“Really?” Olivia said, swallowing hard. “In Indonesia?” She had not heard this fantasy before. The word nanny caught in her throat. “When did you decide all this?”
“It’s not decided. It’s just an idea. Something to think about. Like the Greek islands. Ben has been to these places. He’s been everywhere. And he says that’s the thing to do.” She put one hand under the faucet to test the water, deciding it still wasn’t cold enough.
“Go and live in Indonesia?”
“Or Greece or Costa Rica.” Ruby was measuring her words; Olivia could tell. “There’s so many better places.”
“When did you talk to Ben, anyway?” Olivia asked, trying to sound offhanded.
Ruby shrugged. “Oh. You know. Whenever.” Again, she tested the water.
“Either drink some of that or turn it off,” Olivia said angrily. “There’s a drought, you know. You don’t stand and let water run and run when people aren’t even flushing their toilets or taking baths in order to save it. Do you ever think of anyone other than yourself?”
Without even getting a glass, Ruby turned off the water.
“Have you done anything to get my stuff back, for instance?” Olivia said. The letter was just a piece of crushed paper now, wrinkled and moist in her hand.
“It’s gone,” Ruby said. “I told you that.”
Olivia nodded. “I know. But what about the stuff no one wanted?”
“Can you be more specific?” Ruby said.
“The jewelry box.”
Ruby held up both of her hands. She no longer wore the cheap rings, and seeing them plain like this reminded Olivia of a washerwoman’s hands: rough and red and swollen.
“I’m sorry I said anything about your stupid poem,” Ruby said. “I only saw like three words or something.”
“Forget it,” Olivia said. She pretended to clean up the kitchen just to have something to do.
“Like I saw the word baby. Was it a poem to the baby?”
Olivia concentrated on wiping the counters.
“Can I pick the name?” Ruby said. “I know it’s a big thing, but I wanted to put my two cents in.”
“What name?”
“The baby’s. Can I pick it out?”
Olivia didn’t want Ruby to name the baby. She felt uncertain again; Ruby might take this baby and go away somewhere. Somewhere far. Indonesia. Then she would have nothing. No baby, no minicassette of David’s voice.
“What names do you like?” Olivia asked.
“I just like one. Sage. For a boy or a girl.”
“Sage,” Olivia said, hating it, hating Ruby. “Interesting.”
“I’ve liked that name forever,” Ruby said. She gently rubbed her hand across her stomach in that circular motion. “That’s what I always wanted to name my baby. Even when I was little and I’d pretend I had a sister, I’d call her Sage. I mean, she was invisible and everything.”
“It’s a good name,” Olivia said. If you want to name your kid after an herb, she thought. Or a Simon and Garfunkel song.
“I can tell you don’t really like it. But would you consider it? I don’t want this baby saddled with Jennifer or Elizabeth or something.”
Reluctantly, Olivia said, “I think you should name the baby. Sage.”
The baby is mine, Olivia thought. She put her hand lightly on Ruby’s stomach, too. Beneath the tight drum of belly, the baby kicked back at them both.
Olivia tried not to leave Ruby alone too often, but sometimes she was happy to be away from the girl. Ruby liked to go off by herself, to the beach—“Not where anyone can see me like this!”—or to a movie, where it was air-conditioned and dark. That was where she was going tonight, the movies, while Olivia and Pete had dinner with Carl and Janice.

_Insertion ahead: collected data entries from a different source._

PR #732, opened 2022-07-18
Improve behavior of occluded layer selection and dragging

### LINKED ISSUE #705: Alter behavior of dragging unselected layers through selected layers
Right now, when an unselected layer occludes a selected layer, the user is able to click and drag on the selected layer *through* the unselected layer and make it drag. The behavior should be altered so that it requires direct click targeting to be dragged, otherwise a new drag occurs on the unselected layer, thereby selecting it immediately and beginning to drag it.

dchiasson:
Layers or groups of layers can only be dragged if they are
not occluded at the point of dragging. Otherwise the layer(s)
are deselected and the occluding layer is selected instead.

Closes #705

### DIFF
--- a/editor/src/viewport_tools/tools/select_tool.rs
+++ b/editor/src/viewport_tools/tools/select_tool.rs
@@ -445,7 +445,7 @@ impl Fsm for SelectToolFsmState {
 						tool_data.layers_dragging = selected;
 
 						RotatingBounds
-					} else if selected.iter().any(|path| intersection.contains(path)) {
+					} else if intersection.last().map(|last| selected.contains(last)).unwrap_or(false) {
 						responses.push_back(DocumentMessage::StartTransaction.into());
 						tool_data.layers_dragging = selected;
 


dchiasson:
This demonstrates the desired behavior, but I'm pretty sure it's not the right way to do it in Rust. Any tips would be appreciated.

0HyperCube:
@dchiasson It is easy to understand and it works. If you really wanted to avoid the unwrap you could do something like `intersection.last().map(|last| selected.contains(last)).unwrap_or(false)` but that may be less readable.

Keavon (approved):
The behavior feels right based on my testing. Also thanks @0HyperCube for the tips on avoiding the `.unwrap()`. @dchiasson, I'll wait for you to update that if you prefer, or we can merge now if you don't want to opt for the suggested Rust syntax change.

Are you part of the Discord server for the project, by the way? I'd like to promote your role to Code Contributor once this is merged, if so. Welcome and thank you for this contribution!

dchiasson:
> Are you part of the Discord server for the project, by the way? I'd like to promote your role to Code Contributor once this is merged, if so. Welcome and thank you for this contribution!

Yeah, thanks! My server nickname is the same as my github id.

PR #735, opened 2022-07-22
Handle intersections between two bezier curves

hannahli2010:
Refactor `intersect_line_segments` to a new `intersections` function that takes in a `Bezier` as the parameter.
- Handle intersections between quadratics and cubics in addition to linear lines 
   - Uses an algorithm akin to binary search with a curve's bounding box to locate the intersection points

### DIFF
--- a/bezier-rs/lib/src/lib.rs
+++ b/bezier-rs/lib/src/lib.rs
@@ -446,7 +446,7 @@ impl Bezier {
 		bezier_starting_at_t1.split(adjusted_t2)[t2_split_side]
 	}
 
-	/// Returns the t value that corresponds to the closest point on the curve to the provided point.
+	/// Returns the `t` value that corresponds to the closest point on the curve to the provided point.
 	/// Uses a searching algorithm akin to binary search that can be customized using the [ProjectionOptions] structure.
 	pub fn project(&self, point: DVec2, options: ProjectionOptions) -> f64 {
 		let ProjectionOptions {
@@ -604,13 +604,13 @@ impl Bezier {
 
 	/// Implementation of the algorithm to find curve intersections by iterating on bounding boxes.
 	/// `curve1_t_interval` is used to identify the t values of the original `curve1` that the current iteration is representing.
-	/// Note that the `t` interval for only the first curve is needed since we want to return `t` with repsect to it.
-	fn intersection_curves(curve1: &Bezier, curve1_t_interval: [f64; 2], curve2: &Bezier, intersections: &mut Vec<f64>, error: f64) {
+	/// Note that the `t` interval for only the first curve is needed since we want to return `t` with respect to it.
+	fn subcurve_intersection(curve1: &Bezier, original_curve1_t_interval: [f64; 2], curve2: &Bezier, error: f64) -> Vec<f64> {
 		let bounding_box1 = curve1.bounding_box();
 		let bounding_box2 = curve2.bounding_box();
 
 		// Determine the t interval of the original curve for the split curve1
-		let [curve1_start_t, curve1_end_t] = curve1_t_interval;
+		let [curve1_start_t, curve1_end_t] = original_curve1_t_interval;
 		let curve1_mid_t = curve1_start_t + (curve1_end_t - curve1_start_t) / 2.;
 
 		let error_threshold = DVec2::new(error, error);
@@ -620,8 +620,7 @@ impl Bezier {
 			// If bounding boxes are within the error threshold (i.e. are small enough), we have found an intersection
 			if (bounding_box1[1] - bounding_box1[0]).lt(&error_threshold) && (bounding_box2[1] - bounding_box2[0]).lt(&error_threshold) {
 				// Use the middle t value
-				intersections.push(curve1_mid_t);
-				return;
+				return vec![curve1_mid_t];
 			}
 
 			// Split curves in half and repeat with the combinations of the two halves of each curve
@@ -631,17 +630,22 @@ impl Bezier {
 			// Get the new t intervals for
 			let interval_1a = [curve1_start_t, curve1_mid_t];
 			let interval_1b = [curve1_mid_t, curve1_end_t];
-			Bezier::intersection_curves(&split1a, interval_1a, &split2a, intersections, error);
-			Bezier::intersection_curves(&split1a, interval_1a, &split2b, intersections, error);
-			Bezier::intersection_curves(&split1b, interval_1b, &split2a, intersections, error);
-			Bezier::intersection_curves(&split1b, interval_1b, &split2b, intersections, error);
+			[
+				Bezier::subcurve_intersection(&split1a, interval_1a, &split2a, error),
+				Bezier::subcurve_intersection(&split1a, interval_1a, &split2b, error),
+				Bezier::subcurve_intersection(&split1b, interval_1b, &split2a, error),
+				Bezier::subcurve_intersection(&split1b, interval_1b, &split2b, error),
+			]
+			.concat()
+		} else {
+			vec![]
 		}
 	}
 
 	// TODO: Use an `impl Iterator` return type instead of a `Vec`
 	/// Returns a list of `t` values that correspond to intersection points between the current bezier curve and the provided one. The returned `t` values are with respect to the current bezier, not the provided parameter.
 	/// If either curve is linear, then zero intersection points will be returned along colinear segments.
-	/// - `error`: For intersections with non-linear beziers, `error` defines the threshold for bounding boxes to be considered an intersection point.
+	/// - `error` - For intersections with non-linear beziers, `error` defines the threshold for bounding boxes to be considered an intersection point.
 	pub fn intersections(&self, curve: &Bezier, error: Option<f64>) -> Vec<f64> {
 		let error = error.unwrap_or(0.5);
 		if let BezierHandles::Linear {} = curve.handles {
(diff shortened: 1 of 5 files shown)


bezier-rs/lib/src/lib.rs
```diff
@@ -418,9 +418,9 @@ impl Bezier {
 		bezier_starting_at_t1.split(adjusted_t2)[t2_split_side]
 	}
 
-	/// Returns the closest point on the curve to the provided point.
+	/// Returns the t value that corresponds to the closest point on the curve to the provided point.
```
RobNadal, line 421: I think we've been putting ticks around t elsewhere.

bezier-rs/lib/src/lib.rs
```diff
@@ -574,61 +574,115 @@ impl Bezier {
...
-	pub fn intersect_line_segment(&self, line: [DVec2; 2]) -> Vec<DVec2> {
-		// Rotate the bezier and the line by the angle that the line makes with the x axis
-		let slope = line[1] - line[0];
-		let angle = slope.angle_between(DVec2::new(1., 0.));
-		let rotation_matrix = DMat2::from_angle(angle);
-		let rotated_bezier = self.apply_transformation(&|point| rotation_matrix.mul_vec2(point));
-		let rotated_line = [rotation_matrix.mul_vec2(line[0]), rotation_matrix.mul_vec2(line[1])];
+	/// Implementation of the algorithm to find curve intersections by iterating on bounding boxes.
+	/// `curve1_t_interval` is used to identify the t values of the original `curve1` that the current iteration is representing.
+	/// Note that the `t` interval for only the first curve is needed since we want to return `t` with repsect to it.
```
RobNadal, line 579: typo repsect -> respect

bezier-rs/lib/src/lib.rs
```diff
@@ -756,6 +810,10 @@ mod tests {
 		utils::dvec2_compare(p1, p2, MAX_ABSOLUTE_DIFFERENCE).all()
 	}
 
+	fn compare_vec_of_points(vec1: Vec<DVec2>, vec2: Vec<DVec2>, max_absolute_difference: f64) -> bool {
```
RobNadal, line 813: Its not really clear from the function signature what this function is doing. Add a comment or adjust the name

bezier-rs/lib/src/utils.rs
```diff
@@ -146,6 +146,14 @@ pub fn solve_cubic(a: f64, b: f64, c: f64, d: f64) -> Vec<f64> {
 	}
 }
 
+/// Determine if two rectangles have any overlap. The rectangles are represnted by a pair of coordinates that designate the top left and bottom right corners (in a graphical coordinate system).
```
RobNadal, line 149: typo represnted  -> represented

bezier-rs/lib/src/lib.rs
```diff
@@ -574,61 +574,115 @@ impl Bezier {
...
-		// Rotate the bezier and the line by the angle that the line makes with the x axis
-		let slope = line[1] - line[0];
-		let angle = slope.angle_between(DVec2::new(1., 0.));
-		let rotation_matrix = DMat2::from_angle(angle);
-		let rotated_bezier = self.apply_transformation(&|point| rotation_matrix.mul_vec2(point));
-		let rotated_line = [rotation_matrix.mul_vec2(line[0]), rotation_matrix.mul_vec2(line[1])];
+	/// Implementation of the algorithm to find curve intersections by iterating on bounding boxes.
+	/// `curve1_t_interval` is used to identify the t values of the original `curve1` that the current iteration is representing.
+	/// Note that the `t` interval for only the first curve is needed since we want to return `t` with repsect to it.
+	fn intersection_curves(curve1: &Bezier, curve1_t_interval: [f64; 2], curve2: &Bezier, intersections: &mut Vec<f64>, error: f64) {
```
linda-zheng, line 580: I think the function name could be clearer. It would be nice if it could somewhat explain the purpose of curve1_t_interval. Maybe something like `subcurve_intersection`. Also, maybe you can rename `curve1_t_interval` to `original_curve1_t_interval` or something so that it's easier to read.

linda-zheng: Also, maybe we should specify in the function description that the "return value" is actually one of the parameters.

bezier-rs/lib/src/lib.rs
```diff
@@ -845,16 +903,30 @@ mod tests {
...
+		let intersections2 = bezier.intersections(&line2, None);
 		assert!(intersections2.len() == 2);
-		assert!(compare_points(intersections2[0], p1));
-		assert!(compare_points(intersections2[1], DVec2::new(85.84, 85.84)));
+		assert!(compare_points(bezier.evaluate(intersections2[0]), p1));
+		assert!(compare_points(bezier.evaluate(intersections2[1]), DVec2::new(85.84, 85.84)));
+	}
+
+	#[test]
+	fn intersect_curve() {
```
linda-zheng, line 920: not sure, but are we prefixing our tests with `test_`?

bezier-rs/lib/src/lib.rs
hannahli2010: I rewrote it to return a vector - any thoughts on the changes?

hannahli2010:
I realized when looking into self-intersection, that bezier.js uses a slightly different algorithm for curve intersection than what's described in the primer. The slightly different algorithm is necessary for self-intersection, but it doesn't seem to be the case for curve intersection.

I plan on leaving this PR as is and do some testing with the 2 options in the self-intersection branch (since I have to implement the alternate option for self-intersection anyways). If I choose to change curve intersection, then I'll do it in that branch.

bezier-rs/lib/src/lib.rs
```diff
@@ -602,61 +602,115 @@ impl Bezier {
...
-				let b = 3. * start_y - 6. * handle_start.y + 3. * handle_end.y;
-				let c = -3. * start_y + 3. * handle_start.y;
-				let d = start_y;
+	// TODO: Use an `impl Iterator` return type instead of a `Vec`
+	/// Returns a list of `t` values that correspond to intersection points between the current bezier curve and the provided one. The returned `t` values are with respect to the current bezier, not the provided parameter.
+	/// If either curve is linear, then zero intersection points will be returned along colinear segments.
+	/// - `error` - For intersections with non-linear beziers, `error` defines the threshold for bounding boxes to be considered an intersection point.
+	pub fn intersections(&self, curve: &Bezier, error: Option<f64>) -> Vec<f64> {
+		let error = error.unwrap_or(0.5);
+		if let BezierHandles::Linear {} = curve.handles {
```
RobNadal, line 651: curve.handles = BezierHandles::Linear

bezier-rs/lib/src/lib.rs
```diff
@@ -602,61 +602,115 @@ impl Bezier {
...
-
-		// Compute the roots of the resulting bezier curve
-		let list_intersection_t = match translated_bezier.handles {
-			BezierHandles::Linear => {
-				// If the transformed linear bezier is on the x-axis, `a` and `b` will both be zero and `solve_linear` will return no roots
-				let a = translated_bezier.end.y - translated_bezier.start.y;
-				let b = translated_bezier.start.y;
-				utils::solve_linear(a, b)
+	/// Implementation of the algorithm to find curve intersections by iterating on bounding boxes.
+	/// `curve1_t_interval` is used to identify the t values of the original `curve1` that the current iteration is representing.
```
Keavon, line 606: `curve1_t_interval` isn't the parameter name (anymore).

bezier-rs/lib/src/lib.rs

Olivia had gone out with Pete one other time, to the lobster fest in Point Judith, where they sat and drank beer and ate chowder and lobsters under a tent one Saturday afternoon. Their time together that day had been brief, and Olivia quickly put it out of her mind. This isn’t a date, she’d kept reminding herself. It’s just two people eating lobster and coleslaw under a hot tent. Thinking this, over and over, had helped her relax. She’d almost had fun.
But this dinner with him felt all wrong. Janice called, too often, all chatty and excited, as if they were back in high school and getting ready for a Saturday-night double date.
“This is just dinner,” Olivia told Janice. It was a good way to remind herself, too. “Not a date.”
“Whatever,” Janice said.
Olivia frowned. That was an answer Janice had used for as long as they had known each other. In high school, it had sounded sassy, even cool. Now it was simply irritating.
“Pete Lancelotta is not my type,” Olivia told Janice during one of the calls. “I would never date him, even under the best of circumstances.”
“Whatever,” Janice said, and launched into a one-sided discussion about what to wear that night.